(Stored items)
PR #5015, opened 2021-12-22
FEAT: CLI support

hiiamboris:
docs: https://github.com/red/docs/pull/266


hiiamboris:
By the way, there are some [test scripts](https://gitlab.com/hiiamboris/red-cli/-/tree/master/mockups/tester) I use to detect regressions. They creates random subsets of a given entry function, then a lot of random calls to each subset. And then batch files test if the output changed from the previous version of the library. I didn't commit these. Should I?

dockimbel:
Thanks for this PR! I will review it in details and test that new features in the next days.

modules/cli.red
```diff
@@ -0,0 +1,947 @@
...
+	]
+
+	unary?: function [
+		"Check if option R is unary in F's spec"
+		f [function!] r [string!]
+	][
+		r: str-to-ref r
+		spec: find-refinement prep-spec :f r
+		all [
+			word? pick spec 4
```
greggirwin, line 172: Can these magic numbers be named?

modules/cli.red
```diff
@@ -0,0 +1,947 @@
...
+		value [string! none!]	;-- none allowed if argument is nullary
+		/options				"(placeholder for future expansion)"
+			opts	[block! map! none!]
+	][
+		ref: str-to-ref name
+		spec: find-refinement prep-spec :prog ref
+		refs: first spec
+		#assert [not empty? refs]
+		
+		either pos: find/tail call/3 ref [				;-- are refinements already added?
```
greggirwin, line 323: Another magic number. There are a few more as well, which I won't call out in detail. :^)

greggirwin: That is, `call/3` seems pretty important, used a lot, but I have no idea what it refers to.

modules/cli.red
```diff
@@ -0,0 +1,947 @@
...
+							default?: do is-help-version?					;-- try default arguments too
+							complain [ER_OPT "Unsupported option:" arg]
+						]
+					])
+					[	if (all [
+							not default?								;-- disable unary clause for internal help/version
+							unary? get/any program arg-name				;-- read the value (if required)
+						])
+						[	dlms											;-- require a delimiter
+						|	pos: (complain [ER_CHAR "Unsupported option character at" pos])
```
greggirwin, line 541: I like `complain`. Good word.

modules/cli.red
```diff
@@ -0,0 +1,947 @@
...
+
+
+	;-- used to signal an error in supplied command line
+	complain: func [about [block!]] [
+		;@@ TODO: print to stderr instead (not supported by Red yet)
+		#assert [word? first about]
+		throw/name reduce about 'complaint
+	]
+
+	else: make op! func [truth e [string!]] [unless truth [do make error! e]]
```
greggirwin, line 62: This makes the call sites a bit clunky IMO. Most use `form rejoin`, and the `form reduce` call could as well, just adding spaces to the literal strings. Otherwise there's one literal string used. This could easily hide that detail, so all calls just pass either a string or a block, knowing it's `rejoined`. 

If this were a simple `err-if` func, rather than an op, it would a) make it clear that those calls are potential errors right away, b) eliminate the need for parens around the left arg. It does reverse the logic with that name, but I think that will make things clearer overall. e.g. `pos else ...` becomes `err-if none? pos ...`

hiiamboris: IDK why there's a `form rejoin` :) Should be just `rejoin`... Will fix

modules/cli.red
hiiamboris: IIRC we have already raised this topic:
https://github.com/red/red/blob/7a3e634a30984e3e9ac02409ed8088e8e38a1763/modules/cli.red#L301-L306

modules/cli.red
hiiamboris: This too is described:
https://github.com/red/red/blob/7a3e634a30984e3e9ac02409ed8088e8e38a1763/modules/cli.red#L115-L117

I guess I could do away with macros as I did in `reactivity` PR, but then [you were against macros](https://github.com/red/red/pull/4529#discussion_r641719121)

modules/cli.red
greggirwin: Good, so there's a precedent. :^)

modules/cli.red
greggirwin: 1) What do macros have to do with it? 
2) Having the structure described is critical. +1 for that.
3) They're still magic numbers. So at the call site I have to have the offsets into those structures in my head and mentally map them. If they're not in my head, I have to leave the call site to understand what the call is touching.

But we can come at it from the other direction.

What is the argument _for_ using magic numbers?

hiiamboris: macros are the only constants other than numbers

hiiamboris: my only argument is laziness
you have advocated magic number based XML format all along and now nitpicking about a few indexes that you were okay with during the previous review :)

greggirwin: I'm not saying to change the format. That's fine, as it is with XML. What I'm saying is that `call/3`  is far less meaningful than `call/:TYPE`. I thought this was clear in item 3, as clearly talking about the call site.

Every review is done independently, and the reviewer will see something different every time. It would be great if we had real code reviews, and I felt I could take time to do them in depth. As it is, I do the best I can, and try to make sure people know I'm at least _trying_ to help. :^)

modules/cli.red
hiiamboris: `else` isn't always called with `rejoin`, so `rejoin` stays

modules/cli.red
hiiamboris: updated

modules/cli.red
greggirwin: If `rejoin` is always used with a block, otherwise it's already a string. the helper can just decide to use the string it's given directly, or `rejoin`.

Any thoughts on the readability aspect?

greggirwin (approved):
Thanks for changing magic numbers to names. :+1:

modules/cli.red
hiiamboris: Hmm IIRC I intentionally left `rejoin` explicit, because I'll forget what it's doing with blocks.

environment/console/CLI/console.red
```diff
@@ -8,6 +8,7 @@ Red [
 		Distributed under the Boost Software License, Version 1.0.
 		See https://github.com/red/red/blob/master/BSL-License.txt
 	}
+	Needs:  CLI
```
dockimbel, line 11: Why is this inclusion needed in Red consoles? What is the use-case for the CLI module there?

hiiamboris: And why is `View` module needed there? So users can use all modules without compiling the console themselves.

hiiamboris: OTOH why not? Why should every contributor keep multiple copies of console? E.g. I never use `console.red` and I have to keep `console-view.red` (the one I'm always using but it's not in the repository). If we remove CLI from here, we should remove CLI from gui-console too for consistency, so that means I will have both `console-view-cli.red` and `gui-console-cli.red` scripts. What's the use of those "bare" consoles? Why should they be by default different than the one `red.exe` builds?

greggirwin: As one who likes to play in the console, because it's the most interactive way to work with Red right now, I can see mocking up CLI inputs there and using `/args` to experiment and assist in creating docs for apps with real samples. The consoles should be consistent in that regard.

dockimbel: > and assist in creating docs for apps with real samples

I'm not sure to understand what you mean by that.

> E.g. I never use console.red and I have to keep console-view.red (the one I'm always using but it's not in the repository)
>  What's the use of those "bare" consoles? Why should they be by default different than the one red.exe builds?

I don't understand what you are talking about there. We have a CLI and a GUI console. You can compile the GUI console to run from the shell on Windows by compiling using `-d` instead of `-t Windows`. Here are the command-lines I'm using for compiling those consoles manually on a daily basis:
```
1) do/args %red.r "-r -d %environment/console/CLI/console.red"                ; shell only, debug mode
2) do/args %red.r "-r -d %environment/console/GUI/gui-console.red"            ; shell + GUI, debug mode
3) do/args %red.r "-r -t Windows %environment/console/GUI/gui-console.red"    ; GUI only
```
The ones that `red.exe` builds are 1) (without the `-d`) and 3).

I also keep some extra versions (just cloning `console.red`), like the one I use for C3 development that includes the `eth://` port by default.

--- 
I'm sorry but I'm not convinced at all. This CLI module is for compiled executables only. Compilation is not a feature of the console(s), unless I have missed something in how the CLI module should be used. That is why I'm questioning the default inclusion of that module.

Personal convenience of the contributor is not a criterion for deciding on which module should be available by default. General user benefit is. As I see it, I think few people will use this CLI module and even less will bother experimenting from the console instead of including it in their script and compiling it directly for testing. Moreover, it just takes a `do %<path>/cli.red` in order to load it in the console for eventual experimentation. So I really don't see the value of including it by default, while it will just slower every console compilation (1000 LOC of Red code compiled is not unsignificant) and expand its size for nothing. 

For the needs of static/dynamic code library inclusion in Red, we need to design the module system first.

hiiamboris: I propose:
1. Add `console-view.red` of the following contents:
```
Red [
	Title:	"Red console"
	Author: ["Nenad Rakocevic" "Kaj de Vos"]
	File: 	%console-view.red
	Rights: "Copyright (C) 2012-2018 Red Foundation. All rights reserved."
	License: {
		Distributed under the Boost Software License, Version 1.0.
		See https://github.com/red/red/blob/master/BSL-License.txt
	}
    Needs: [View CLI]
]

#include %console.red
```
2. Rename `gui-console.red` to `gui-console-min.red` so it compiles a few seconds faster.
3. Create `gui-console.red` of the following content:
```
Red [
	Title:	 "Red GUI Console"
	Author:	 "Qingtian Xie"
	File:	 %gui-console.red
	Icon:	 %app.ico
	Needs:	 [View CLI]
	Config:	 [gui-console?: yes red-help?: yes]
	Rights:  "Copyright (C) 2014-2018 Red Foundation. All rights reserved."
	License: {
		Distributed under the Boost Software License, Version 1.0.
		See https://github.com/red/red/blob/master/BSL-License.txt
	}
]

#include %gui-console-min.red
```

qtxie: The modules included in the console are varied when working on different features. I usually use the cli console without any module when doing red/core development. When I work on a task need some modules, I copy the `console.red` and add the modules, it takes less than 30s and I only need to do that once per task. I think it's not a pain for contributors.

hiiamboris: > It takes less than 30s and I only need to do that once per task. I think it's not a pain for contributors.

If memory serves, I had to explain the process of building consol-view to more than five people, and I think some of them gave up the moment they heard they need to mess with the source files.

qtxie:
> some of them gave up the moment they heard they need to mess with the source files.

I don't think those _contributors_ can do any serious contribution for this project if they gave up for such a simple modification.

> but when you work across a few projects at a time, it's a mess.

Just keep your versions of console.red in the CLI folder, don't commit them, git won't complain when switching branches. For example, I have `console-view.red` and `console-audio.red` in the CLI folder, I don't have any issue when switch branches.
image

hiiamboris:
> I don't think those _contributors_ can do any serious contribution for this project if they gave up for such a simple modification.

No these were just regular users trying to work around some bugs, like introduced a few months ago `forall` crash that ruined a lot of my code, or trying to add compiled stuff to the console so they don't have to compile their program every time. I don't remember all the cases already.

*Task item*.
Look through the entries and return every line where "simple" appears.

*Written reply*.
If this were a simple `err-if` func, rather than an op, it would a) make it clear that those calls are potential errors right away, b) eliminate the need for parens around the left arg. It does reverse the logic with that name, but I think that will make things clearer overall. e.g. `pos else ...` becomes `err-if none? pos ...`
I don't think those _contributors_ can do any serious contribution for this project if they gave up for such a simple modification.
> I don't think those _contributors_ can do any serious contribution for this project if they gave up for such a simple modification.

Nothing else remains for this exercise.